# [Work to be completed]
In the records below, find every line with the word "assertEqual" and copy it.
Top of Material for this task
PR #3336, opened 2018-01-08
On same fs

nastasi-oq:
This PR provide a new server command 'v1/on_same_fs' to be able to verify if a provided filename is accessible and the first 32 bytes has the same checksum of the provided checksum argument.

### DIFF
--- a/doc/web-api.md
+++ b/doc/web-api.md
@@ -221,7 +221,7 @@ a JSON object, containing:
 
 #### POST /v1/on_same_fs
 
-Check if a given filename exists and if first 32 bytes of its content  has the same checksum passed as argument of POST.
+Check if a given filename exists and if the first 32 bytes of its content have the same checksum passed as argument of POST.
 
 Parameters:
 
--- a/doc/web-api.md
+++ b/doc/web-api.md
@@ -219,6 +219,22 @@ a JSON object, containing:
     * error_line: line of the given XML where the error was found (None if no error was found or if it was not a validation error)
 
 
+#### POST /v1/on_same_fs
+
+Check if a given filename exists and if first 32 bytes of its content  has the same checksum passed as argument of POST.
+
+Parameters:
+
+    * filename: filename (with path) of file to be checked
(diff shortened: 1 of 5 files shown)


openquake/server/views.py
```diff
@@ -700,6 +701,34 @@ def web_engine_get_outputs(request, calc_id, **kwargs):
...
+
+    checksum = 0
+    try:
+        data = open(filename, 'rb').read(32)
+        checksum = zlib.adler32(data, checksum) & 0xffffffff
+        if checksum == int(checksum_in):
+            return HttpResponse(content=json.dumps({'success': True}),
+                                content_type=JSON, status=200)
+    except:
+        pass
```
micheles: I guess the expected error here is an IOError when the user passes a file path which does not exist. So I would trap only IOError.

micheles:
Please solve the conflict on the changelog.

openquake/server/tests/tests.py
```diff
@@ -282,3 +286,35 @@ def test_validate_nrml_missing_parameter(self):
         self.assertEqual(resp.status_code, 400)
         self.assertEqual(resp.content,
                          b'Please provide the "xml_text" parameter')
+
+    def test_check_fs_access(self):
+        with tempfile.NamedTemporaryFile(buffering=0, prefix='oq-test_') as f:
+            filename = f.name
```
micheles: Using buffering works only in Python 3. Should we block this until we have Python 3 packages?

doc/web-api.md
```diff
@@ -219,6 +219,22 @@ a JSON object, containing:
     * error_line: line of the given XML where the error was found (None if no error was found or if it was not a validation error)
 
 
+#### POST /v1/on_same_fs
+
+Check if a given filename exists and if first 32 bytes of its content  has the same checksum passed as argument of POST.
```
micheles: `if first 32 bytes of its content  has` -> `if the first 32 bytes of its content have`

Issue #2787, opened 2017-05-10
Ruptures exported in the file ruptures.xml must be usable in the scenario calculator


micheles:
We are missing a test.
NB: this only works for singlePlaneRuptures.

micheles:
Not doing this until this becomes an official feature of the engine.

PR #3339, opened 2018-01-10
Rupture loss table

micheles:
With this PR I store information about the impact of each rupture in an event based risk calculation (the impact is the sum of all the losses generated by the rupture, for all realizations). I am also storing the indices of the ruptures with highest impact for each loss type. The operation is efficient, a `rup_loss_table` of 1 million ruptures can be computed and stored in less than 10 minutes, so we are not slowing down the calculator much. This is preliminary for https://github.com/gem/oq-engine/issues/2787


micheles:
Now the engine produces an output like this:
```
  id | name
 525 | agg_curves-rlzs
 526 | agg_curves-stats
 527 | agg_loss_table
 528 | avg_losses-rlzs
 529 | avg_losses-stats
 530 | fullreport
 531 | loss_maps-rlzs
 532 | loss_maps-stats
 533 | realizations
 534 | rup_loss_table
```
Should I hide the rup_loss_table output and keep it secret?

openquake/commonlib/calc.py
```diff
@@ -618,20 +632,17 @@ class RuptureGetter(object):
     :param grp_id: the group ID of the ruptures (default: all)
     :param rup_id: a specific rupture (default: all)
```
ptormene: Please remove rup_id description from the docstring

Issue #3338, opened 2018-01-10
Honor disagg_outputs


micheles:
As it is now it used only at export time, too late. We should use it to avoid extracting and storing the unwanted disaggregation outputs.

PR #3341, opened 2018-01-10
Use disagg_outputs

micheles:
Closes https://github.com/gem/oq-engine/issues/3338.  Several thousand of lines were removed in `openquake/qa_tests_data/disagg/case_2/expected_output/` because now the line `disagg_outputs = Mag` in `disagg/case_2/job.ini` is honored, i.e. outputs different from `Mag` are not exported anymore.

NB: `disagg_outputs` is not documented in the manual


rcgee:
LGTM

Issue #3211, opened 2017-11-03
ctrl-c does not kill subproc when also dbserver is started by same entrypoint


daniviga:
When `oq webui start` is run and no DbServer is already running, DbServer is started automatically.

In this case, when a `CTRL-C` on the WebUI process is fired, the `oq-job-**` and `oq-workers` processes are left alive and stays in memory until the WebUI is restarted.

When the database server is started a priori everything is working as expected, both with and without `prctl`.

DbServer started manually:
![peek 2017-11-03 09-02](https://user-images.githubusercontent.com/1818657/32364646-5106ba3c-c076-11e7-9403-676e4076f662.gif)

DbServer started by `oq webui start`:
![peek 2017-11-03 09-06](https://user-images.githubusercontent.com/1818657/32364641-4cb14f92-c076-11e7-9303-c64c674b6853.gif)

micheles:
Unfortunately this is true only for small jobs. For large jobs, even if the DbServer is not started by the WebUI, killing the WebUI leaves the jobs running.

micheles:
Jobs started from the WebUI are already killed correctly, at least for Python 3. Job not started by the WebUI are not killed, but I would argue that this is the right behavior. It seems that the change in
https://github.com/gem/oq-engine/pull/3212/ fixed this bug too. Should we close it?

daniviga:
No, unfortunately even using Python 3 I get orphan processes when I `CTRL-C` the WebUI and the DbServer has been started by it.

daniviga:
To solve this issue we need to demonize the dbserver (see https://pypi.python.org/pypi/python-daemon/ as an example)

PR #3346, opened 2018-01-11
Kill all oq processes if the webui is killed

micheles:
Closes https://github.com/gem/oq-engine/issues/3211. Notice that I had to use SIGKILL, SIGTERM is not enough. In our cluster the WebUI is run by the user openquake, so if it is killed only the processes of openquake are killed, which is good.


micheles:
I agree, I do not like the SIGKILL myself. I am closing the PR.

PR #3348, opened 2018-01-12
Added command `oq shell`

micheles:
This is an easy way to drop into an (I)Python console, as suggest by Matteo. Here is an example of usage:

$ oq ~~~python~~~ shell
```python
IPython shell with a global oq object
In [1]: oq.read(-1)
Out[1]: <DataStore 19464, open>
In [2]: oq.  # press TAB here
            get_exposure()        get_site_collection() 
            get_oqparam()         read()               
```

### DIFF
--- a/debian/changelog
+++ b/debian/changelog
@@ -1,4 +1,5 @@
   [Michele Simionato]
+  * Added a command `oq python` embedding IPython if available
   * Turned the 'realizations' output into a dynamic output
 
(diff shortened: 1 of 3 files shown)


micheles:
I though `shell` was Django specific, but if other projects are using it (like Flask) then it makes sense to use it.

mmpagani:
Very nice! LGTM

PR #3349, opened 2018-01-12
Fixed the HMTK tests for modern numpy

micheles:
Closes https://github.com/gem/oq-engine/issues/2974 for the latest numpy version, 1.14, plus several PEP 8 fixes.
NB: we are NOT upgrading the official numpy version we use and there are no plans to do that without a good reason. It is probably a good idea to upgrade numpy and possibly other dependencies *after* engine 3.0 will be out.

### DIFF
--- a/debian/changelog
+++ b/debian/changelog
@@ -1,4 +1,5 @@
   [Michele Simionato]
+  * Fixed the HMTK tests to work with numpy from 1.11 to 1.14
   * Added a command `oq shell` to open an embedded (I)Python shell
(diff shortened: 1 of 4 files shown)


micheles:
NB: there are several engine tests that break with numpy 1.14 because the string representation of the numbers has changed. It is outside of the scope of this PR to fix them all. It will be done in the future, when we will decide to upgrade the numpy version.

mmpagani:
LGTM. Thanks!

Issue #3347, opened 2018-01-11
Add stop bottons to the WebUI (one per job)


micheles:
To make it easy to kill a job. We will need an API calling `oq abort <job_id>`.
For the moment, we will not implement a multi-kill functionality (it could be implemented with a set of check boxes). The functionality will be used by the QGIS plugin too.

PR #3351, opened 2018-01-12
Added an abort Web API

micheles:
Closes https://github.com/gem/oq-engine/issues/3347.


daniviga:
On Linux it works pretty well. On Windows it does not work at all because setproctitle is unable to set a proper process name (and we should use PIDs). On macOS setproctitile works, but the abort doesn't. I have tu further investigate.

daniviga:
The problem on macOS is that in

```python
358     for p in psutil.process_iter():
359         if p.name() == name:
```

`p.name()` returns `Python`, even if the process has the proper `oq-job-X` name in `ps aux`.

PR #3356, opened 2018-01-15
Specialized pkgs

nastasi-oq:
With this PR we add a couple of optional packages to be able to install properly standalone, master or worker (on a cluster, for example).
Tests are green here:  https://ci.openquake.org/job/zdevel_oq-engine/2639/


debian/control
```diff
@@ -18,3 +18,27 @@ Suggests: python-oq-libs-extra (>= 1.5.0~)
...
+Breaks: python-oq-risklib, python-oq-hazardlib
+Recommends: ${dist:Recommends}
+Suggests: python-oq-libs-extra (>= 1.5.0~)
+Description: computes seismic hazard and physical risk
+ based on the hazard and risk libraries developed by the GEM foundation
+ (http://www.globalquakemodel.org/)
+
+Package: python-oq-engine-worker
+Architecture: all
+Depends: ${shlibs:Depends}, ${misc:Depends}, python-oq-libs (>=1.5.0~), rabbitmq-server (>=2.8.0-2~gem02), supervisor (>=3.0b2-1~), python-oq-engine (= ${binary:Version})
```
daniviga: `python-oq-engine-worker` must not depend on RabbitMQ. I would probably also remove `python-oq-libs` since `master` depends on `engine` which depends already on `libs`. It's ok here to keep `supervisor` (we include an init in this pkg).

debian/control
```diff
@@ -18,3 +18,27 @@ Suggests: python-oq-libs-extra (>= 1.5.0~)
 Description: computes seismic hazard and physical risk
  based on the hazard and risk libraries developed by the GEM foundation
  (http://www.globalquakemodel.org/)
+
+Package: python-oq-engine-master
+Architecture: all
+Depends: ${shlibs:Depends}, ${misc:Depends}, python-oq-libs (>=1.5.0~), rabbitmq-server (>=2.8.0-2~gem02), supervisor (>=3.0b2-1~), python-oq-engine (= ${binary:Version})
```
daniviga: I would probably remove `python-oq-libs` since `master` depends on `engine` which depends already on `libs`. The same is for `supervisor`. Thsi package does not include any service.

debian/control
```diff
@@ -18,3 +18,27 @@ Suggests: python-oq-libs-extra (>= 1.5.0~)
...
+Replaces: python-oq-risklib, python-oq-hazardlib
+# See https://www.debian.org/doc/debian-policy/ch-relationships.html#s-breaks
+Breaks: python-oq-risklib, python-oq-hazardlib
+Recommends: ${dist:Recommends}
+Suggests: python-oq-libs-extra (>= 1.5.0~)
```
daniviga: Should not suggest `python-oq-libs-extra`: in this package there's nothing that relies on it.

debian/control
```diff
@@ -18,3 +18,27 @@ Suggests: python-oq-libs-extra (>= 1.5.0~)
...
+ (http://www.globalquakemodel.org/)
+
+Package: python-oq-engine-worker
+Architecture: all
+Depends: ${shlibs:Depends}, ${misc:Depends}, python-oq-libs (>=1.5.0~), rabbitmq-server (>=2.8.0-2~gem02), supervisor (>=3.0b2-1~), python-oq-engine (= ${binary:Version})
+Replaces: python-oq-risklib, python-oq-hazardlib
+# See https://www.debian.org/doc/debian-policy/ch-relationships.html#s-breaks
+Breaks: python-oq-risklib, python-oq-hazardlib
+Recommends: ${dist:Recommends}
+Suggests: python-oq-libs-extra (>= 1.5.0~)
```
daniviga: Should not suggest `python-oq-libs-extra`: in this package there's nothing that relies on it.

Issue #3190, opened 2017-10-25
Add a csv importer for the exposure


micheles:
The XML exposure could contain a link to a .csv files with the asset information, something like

```xml
<assets> ./assets1.csv ./assets2.csv  </assets>
```

The mandatory fields are `asset_ref, number, taxonomy, lon, lat`.
The optional fields are `area`, `structural-value, structural-deductible, structural-insurance_limit` ... `occupants-day, occupants-night, occupants-transit` and then the tags and `geometry`.

raoanirudh:
It would be useful to support compressed csv files too.

micheles:
Why the field `number` is considered mandatory by IPT but it is not mandatory for the engine?
It is okay to make it mandatory for the engine but then exposure that worked in the past will not work anymore? For instance the exposure in classical_bcr/case_1 has no number. Currently if the number is missing it is considered 1. Currently the number is considered mandatory only in damage calculators, where if missing from the XML and error is raised.

raoanirudh:
@micheles, the relevant section from the manual: 

> The `number` attribute is mandatory for damage calculations. For risk calculations, this attribute must be defined if either the area or any of the costs are provided per structural unit comprising each asset.

micheles:
But in IPT it is always mandatory.

CatalinaYepes:
@micheles we need to update IPT

PR #3365, opened 2018-01-16
Added a .tagvalues attribute to Asset objects

micheles:
And also moved the tagmask concept where it belongs (i.e. only scenario_damage).
This is a preliminary refactoring for https://github.com/gem/oq-engine/issues/3190.


openquake/risklib/asset.py
```diff
@@ -232,26 +253,31 @@ def __repr__(self):
 
 
 class AssetCollection(object):
+    # the information about the assets is store in a numpy array and in a
```
ptormene: `store` -> `stored`

PR #3373, opened 2018-01-19
Add Drouet & Cotton (2015) GMPE including 2017 erratum

stephane-on:
Here is the implementation of the Drouet & Cotton (2015) (https://doi.org/10.1785/0120140240) GMPE including the 2017 erratum.


openquake/hazardlib/gsim/drouet_Alpes_2015.py
```diff
@@ -0,0 +1,681 @@
...
+        <.base.GroundShakingIntensityModel.get_mean_and_stddevs>`
+        for spec of input and result values.
+        """
+        assert all(stddev_type in self.DEFINED_FOR_STANDARD_DEVIATION_TYPES
+                   for stddev_type in stddev_types)
+
+        C = self.COEFFS[imt]
+        mean = self._compute_mean(C, rup.mag, dists.rjb)
+        if isinstance(imt, SA) or isinstance(imt, PGA): # Convert from m/s**2 to g
+            mean=mean-np.log(9.81)
```
g-weatherill: For converting between SI units and fractional g we prefer to use the scipy constants definition of g: `from scipy.constants import g`, to make sure we are not introducing small variations due to differences in rounding g

openquake/hazardlib/gsim/drouet_Alpes_2015.py
```diff
@@ -0,0 +1,681 @@
...
+        """
+        See :meth:`superclass method
+        <.base.GroundShakingIntensityModel.get_mean_and_stddevs>`
+        for spec of input and result values.
+        """
+        assert all(stddev_type in self.DEFINED_FOR_STANDARD_DEVIATION_TYPES
+                   for stddev_type in stddev_types)
+
+        C = self.COEFFS[imt]
+        mean = self._compute_mean(C, rup.mag, dists.rrup)
```
g-weatherill: If you pass the dists object rather than its attribute dists.rjb or dists.rrup then you would only need to modify the `_compute_mean` function to switch from rjb to rrup to rhypo.

openquake/hazardlib/gsim/drouet_Alpes_2015.py
stephane-on: Thanks Graeme, I did the modification.

openquake/hazardlib/gsim/drouet_Alpes_2015.py
stephane-on: I don't really understand how this will help, I will have to pass another argument to the _compute_mean function to condition which distance to use, no?

g-weatherill: Looking again, the idea behind the comment was that if you passed `dists` rather than `dists.rjb` into the call to `_compute_mean` function in the DrouetAlpes2015Rjb, and also passed the `dists` object to the `_compute_term2` function and only inside the `_compute_term2` function indicate:
```python
def _compute_term2(self, C, mag, dists):
    """
    This computes the term f2 equation 8 Drouet & Cotton (2015)
    """
    return (C['c4'] + C['c5'] * mag) * np.log(np.sqrt(dists.rjb **2 + C['c6'] **2)) + C['c7'] * dists.rjb
```
Then in the subclasses you would only need to modify the `_compute_term2` function (and the `REQUIRES_DISTANCES`) in the subclasses and not need to repeat so much of the code of the `get_mean_and_stddevs` method. 
That said however, this is a cosmetic change to reduce the number of lines of code and doesn't really have any impact, so it is not critical.
Note, though, that changing the `REQUIRES_DISTANCES` attribute to reflect the distance metric used in each subclass is critical!

stephane-on: I would still have to modify:
stddevs = self._get_stddevs(C, stddev_types, rup.mag,
                                    dists.rjb.shape[0])
in the get_mean_and_stddevs method. 
The Requires_distance attribute is now defined in each subclass, thanks.

micheles:
I am closing and reopening this PR.

Issue #2999, opened 2017-09-06
The memory monitoring is not working


micheles:
Since a long time ago, we are losing the log messages when a computation is running out of memory. We should add a logserver_url to the `Monitor` and call `db.actions.log(db, job_id, timestamp, level, process, message)` in `Monitor.send`.

micheles:
I have added a log message https://github.com/gem/oq-engine/commit/d64d3371f43e598d1322a53ebfbf8a5acd9a7e56 but it only logs in the celery logs, not in the main console.

daniviga:
At least with #3005 I've been able to get the warning logs in the main console also using celery. Should we consider this closed?

micheles:
No, it is not closed. The goal is to get in the console log also the warnings coming from remote machines going out of memory, not only the warning coming from the master.

daniviga:
That's right. I was able to see warnings because I was running it on a single machine and those were actually warnings coming from the master process.

PR #4024, opened 2018-09-25
Added a call to `check_mem_usage` in the workers

micheles:
Now that the forking bug has been solved we can finally close https://github.com/gem/oq-engine/issues/2999. By playing with `ulimit` one can reduce the memory available and induce warnings like the following:

```
[2018-09-25 15:35:12.00 #18946 WARNING] Using over 82% of the memory in thinkpad!
[2018-09-25 15:35:12.63 #18946 WARNING] Using over 83% of the memory in thinkpad!
```

### DIFF
--- a/debian/changelog
+++ b/debian/changelog
@@ -1,4 +1,6 @@
   [Michele Simionato]
+  * If a worker runs close to out of memory, now a warning appears in the
+    main log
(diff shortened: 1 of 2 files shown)


micheles:
Bad idea, since it is a WIP and I have decided that tomorrow I will change completely approach ;-)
Bottom of Material for this task
# [Expected answer]
         self.assertEqual(resp.status_code, 400)
         self.assertEqual(resp.content,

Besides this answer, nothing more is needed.